◆ **WORK ITEM**
Beneath this sentence is a set of records; write each of them out exactly.

◆ **Stored data**
= = = = =
PR #2729, opened 2023-01-26
Update URL of pontoon-test repo

mathjazz:
Remove optional fields from the instructions.


eemeli (approved):
Manually tested that this works. Needing to separately sync after saving was a bit unexpected.

mathjazz:
Yeah. I guess clicking on Sync if the project is not saved yet should Save + Sync.

PR #2736, opened 2023-01-28
add support for implicit TLS emails

ImUrX:


ImUrX:
Sorry forgot to link about more info: Django docs [specify this](https://docs.djangoproject.com/en/4.1/ref/settings/#email-use-ssl)

mathjazz:
Thanks for the patch!

Just curious if you could tell a bit more about the motivation for this addition?

ImUrX:
My provider prefers implicit TLS. Just that

mathjazz (approved):
Thanks for clarifying!

Going forward, I'd suggest to file an issue before opening a PR.

We also have a few [good first issues](https://github.com/mozilla/pontoon/labels/good%20first%20issue) in case you're interested!

Thanks for the patch!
= = = = =
◆ **RESPONSE TO THIS EXERCISE**
PR #2729, opened 2023-01-26
Update URL of pontoon-test repo

mathjazz:
Remove optional fields from the instructions.


eemeli (approved):
Manually tested that this works. Needing to separately sync after saving was a bit unexpected.

mathjazz:
Yeah. I guess clicking on Sync if the project is not saved yet should Save + Sync.

PR #2736, opened 2023-01-28
add support for implicit TLS emails

ImUrX:


ImUrX:
Sorry forgot to link about more info: Django docs [specify this](https://docs.djangoproject.com/en/4.1/ref/settings/#email-use-ssl)

mathjazz:
Thanks for the patch!

Just curious if you could tell a bit more about the motivation for this addition?

ImUrX:
My provider prefers implicit TLS. Just that

mathjazz (approved):
Thanks for clarifying!

Going forward, I'd suggest to file an issue before opening a PR.

We also have a few [good first issues](https://github.com/mozilla/pontoon/labels/good%20first%20issue) in case you're interested!

Thanks for the patch!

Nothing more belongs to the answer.